- REQUIRED ACTION -
Exact copies of all the entries are required.

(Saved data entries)

----

PR #981, opened 2023-12-11
Add custom CSS type selectors from Formation

jamigibbs:
## Chromatic

https://2043-move-formation-base-styles--60f9b557105290003b387cd5.chromatic.com

## Description
This is adding styles from Formation that have been identified as:

1. being a parent class > child element/tag style (a parent custom class styling na HTML element), and, 
2. still being used in vets-website or content-build

I have left a comment on each style block. **It might be possible not to have to add any of them with a little extra work** like replacing instances of them with a web component or putting the styles directly in the app using them.

This is the Formation PR with related updates there: 
- https://github.com/department-of-veterans-affairs/veteran-facing-services-tools/pull/1001

related issue:
- https://github.com/department-of-veterans-affairs/vets-design-system-documentation/issues/2043

## QA Checklist
- [x] Component maintains 1:1 parity with design mocks
  - Not applicable
- [x] Text is consistent with what's been provided in the mocks
  - Not applicable
- [x] Component behaves as expected across breakpoints
  - Not applicable
- [x] Accessibility expert has signed off on code changes (if applicable. If not applicable provide reason why)
  - Not applicable
- [X] Designer has signed off on changes (if applicable. If not applicable provide reason why)
  - Not applicable
- [X] Tab order and focus state work as expected
  - Not applicable
- [x] Changes have been tested against screen readers (if applicable. If not applicable provide reason why)
  - Not applicable
- [x] New components are covered by e2e tests; updates to existing components are covered by existing test suite
  - Not applicable
- [x] Changes have been tested in vets-website using Verdaccio (if applicable. If not applicable provide reason why)
  - I have tested Formation using Verdaccio with those related updates. I have not tested CSS Library there though because it has not been connected yet. We have a separate ticket for that here: https://github.com/department-of-veterans-affairs/vets-design-system-documentation/issues/2287
 
## Screenshots
N/A

## Acceptance criteria
- [ ] QA checklist has been completed
- [ ] Screenshots have been attached that cover desktop and mobile screens

## Definition of done
- [ ] Documentation has been updated, if applicable
- [ ] A link has been provided to the originating GitHub issue (or connected to it via ZenHub)

PR #982, opened 2023-12-12
Add CSS type selectors from Formation to CSS Library

jamigibbs:
## Chromatic

https://2042-css-library-formation-selectors--60f9b557105290003b387cd5.chromatic.com

## Description
This PR is adding CSS type seletions from [Formation](https://github.com/department-of-veterans-affairs/veteran-facing-services-tools/blob/master/packages/formation/sass/base/_va.scss) to the CSS Library.

- https://github.com/department-of-veterans-affairs/vets-design-system-documentation/issues/2042

## QA Checklist
  - Not applicable
  - Not applicable
  - Not applicable
  - Not applicable
  - Not applicable
  - Not applicable
  - Not applicable
  - Not applicable
  - I have tested Formation using Verdaccio with those related updates. I have not tested CSS Library there though because it has not been connected yet. We have a separate ticket for that here: https://github.com/department-of-veterans-affairs/vets-design-system-documentation/issues/2287
## Acceptance criteria

## Definition of done


packages/css-library/src/stylesheets/print.scss
```diff
@@ -0,0 +1,29 @@
+.print-only {
+  display: none;
+}
+
+@media print {
+  header, footer, nav {
```
jamigibbs, line 6: A print stylesheet! How do we feel about adding this? There was a mix of CSS elements and classes and instead of splitting them up, I figured they could all just be together. 

Here is the original in Formation: https://github.com/department-of-veterans-affairs/veteran-facing-services-tools/blob/master/packages/formation/sass/modules/_m-print.scss

packages/css-library/src/stylesheets/elements.scss
```diff
@@ -5,3 +5,158 @@
 // p {
 //    @include @usa-paragraph
 // }
+
+@use "../../dist/tokens/scss/variables" as *;
+
+$color-link-default-hover: rgba($color-black, 0.05);
```
jamigibbs, line 11: I mentioned this in the [other PR](https://github.com/department-of-veterans-affairs/component-library/pull/981/files#r1423104505) but here it is again. How do add this new color token to the variables build?

packages/css-library/src/stylesheets/elements.scss
```diff
@@ -5,3 +5,158 @@
...
+$small-screen:  481px;  // TODO: USWDSv3 breakpoints?
+$large-screen:  1201px; // TODO: USWDSv3 breakpoints?
```
jamigibbs, line 13: What is our plan with breakpoints? Are we adopting the USWDS v3 breakpoints? These variables are form Formation here:

https://github.com/department-of-veterans-affairs/veteran-facing-services-tools/blob/master/packages/formation/sass/base/_b-breakpoints.scss

packages/css-library/src/stylesheets/elements.scss
```diff
@@ -5,3 +5,158 @@
...
+  color: $color-base;
+}
+
+article > h1 {
+  margin-top: 0;
+}
+
+hr {
+  margin: 2.5em 0;
+  margin: 48px 0 40px; // converted to 16px base font: 3rem 0 2.5rem
```
jamigibbs, line 36: I'm converting `rem` to pixels so that it's compatible with both 10px and 16px base fonts.

packages/css-library/src/stylesheets/elements.scss
```diff
@@ -5,3 +5,158 @@
...
+
+dd + dt {
+  margin-top: 1.5em;
+}
+
+// Figure / Caption
+figure {
+  font-size: 0.85em;
+  margin-left: -15px; // converted to 16px base font: -1.875rem/2
+  margin-right: -15px; // converted to 16px base font: -1.875rem/2
```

----

- ANSWER -
PR #981, opened 2023-12-11
Add custom CSS type selectors from Formation

jamigibbs:
## Chromatic

https://2043-move-formation-base-styles--60f9b557105290003b387cd5.chromatic.com

## Description
This is adding styles from Formation that have been identified as:

1. being a parent class > child element/tag style (a parent custom class styling na HTML element), and, 
2. still being used in vets-website or content-build

I have left a comment on each style block. **It might be possible not to have to add any of them with a little extra work** like replacing instances of them with a web component or putting the styles directly in the app using them.

This is the Formation PR with related updates there: 
- https://github.com/department-of-veterans-affairs/veteran-facing-services-tools/pull/1001

related issue:
- https://github.com/department-of-veterans-affairs/vets-design-system-documentation/issues/2043

## QA Checklist
- [x] Component maintains 1:1 parity with design mocks
  - Not applicable
- [x] Text is consistent with what's been provided in the mocks
  - Not applicable
- [x] Component behaves as expected across breakpoints
  - Not applicable
- [x] Accessibility expert has signed off on code changes (if applicable. If not applicable provide reason why)
  - Not applicable
- [X] Designer has signed off on changes (if applicable. If not applicable provide reason why)
  - Not applicable
- [X] Tab order and focus state work as expected
  - Not applicable
- [x] Changes have been tested against screen readers (if applicable. If not applicable provide reason why)
  - Not applicable
- [x] New components are covered by e2e tests; updates to existing components are covered by existing test suite
  - Not applicable
- [x] Changes have been tested in vets-website using Verdaccio (if applicable. If not applicable provide reason why)
  - I have tested Formation using Verdaccio with those related updates. I have not tested CSS Library there though because it has not been connected yet. We have a separate ticket for that here: https://github.com/department-of-veterans-affairs/vets-design-system-documentation/issues/2287
 
## Screenshots
N/A

## Acceptance criteria
- [ ] QA checklist has been completed
- [ ] Screenshots have been attached that cover desktop and mobile screens

## Definition of done
- [ ] Documentation has been updated, if applicable
- [ ] A link has been provided to the originating GitHub issue (or connected to it via ZenHub)

PR #982, opened 2023-12-12
Add CSS type selectors from Formation to CSS Library

jamigibbs:
## Chromatic

https://2042-css-library-formation-selectors--60f9b557105290003b387cd5.chromatic.com

## Description
This PR is adding CSS type seletions from [Formation](https://github.com/department-of-veterans-affairs/veteran-facing-services-tools/blob/master/packages/formation/sass/base/_va.scss) to the CSS Library.

- https://github.com/department-of-veterans-affairs/vets-design-system-documentation/issues/2042

## QA Checklist
  - Not applicable
  - Not applicable
  - Not applicable
  - Not applicable
  - Not applicable
  - Not applicable
  - Not applicable
  - Not applicable
  - I have tested Formation using Verdaccio with those related updates. I have not tested CSS Library there though because it has not been connected yet. We have a separate ticket for that here: https://github.com/department-of-veterans-affairs/vets-design-system-documentation/issues/2287
## Acceptance criteria

## Definition of done


packages/css-library/src/stylesheets/print.scss
```diff
@@ -0,0 +1,29 @@
+.print-only {
+  display: none;
+}
+
+@media print {
+  header, footer, nav {
```
jamigibbs, line 6: A print stylesheet! How do we feel about adding this? There was a mix of CSS elements and classes and instead of splitting them up, I figured they could all just be together. 

Here is the original in Formation: https://github.com/department-of-veterans-affairs/veteran-facing-services-tools/blob/master/packages/formation/sass/modules/_m-print.scss

packages/css-library/src/stylesheets/elements.scss
```diff
@@ -5,3 +5,158 @@
 // p {
 //    @include @usa-paragraph
 // }
+
+@use "../../dist/tokens/scss/variables" as *;
+
+$color-link-default-hover: rgba($color-black, 0.05);
```
jamigibbs, line 11: I mentioned this in the [other PR](https://github.com/department-of-veterans-affairs/component-library/pull/981/files#r1423104505) but here it is again. How do add this new color token to the variables build?

packages/css-library/src/stylesheets/elements.scss
```diff
@@ -5,3 +5,158 @@
...
+$small-screen:  481px;  // TODO: USWDSv3 breakpoints?
+$large-screen:  1201px; // TODO: USWDSv3 breakpoints?
```
jamigibbs, line 13: What is our plan with breakpoints? Are we adopting the USWDS v3 breakpoints? These variables are form Formation here:

https://github.com/department-of-veterans-affairs/veteran-facing-services-tools/blob/master/packages/formation/sass/base/_b-breakpoints.scss

packages/css-library/src/stylesheets/elements.scss
```diff
@@ -5,3 +5,158 @@
...
+  color: $color-base;
+}
+
+article > h1 {
+  margin-top: 0;
+}
+
+hr {
+  margin: 2.5em 0;
+  margin: 48px 0 40px; // converted to 16px base font: 3rem 0 2.5rem
```
jamigibbs, line 36: I'm converting `rem` to pixels so that it's compatible with both 10px and 16px base fonts.

packages/css-library/src/stylesheets/elements.scss
```diff
@@ -5,3 +5,158 @@
...
+
+dd + dt {
+  margin-top: 1.5em;
+}
+
+// Figure / Caption
+figure {
+  font-size: 0.85em;
+  margin-left: -15px; // converted to 16px base font: -1.875rem/2
+  margin-right: -15px; // converted to 16px base font: -1.875rem/2
```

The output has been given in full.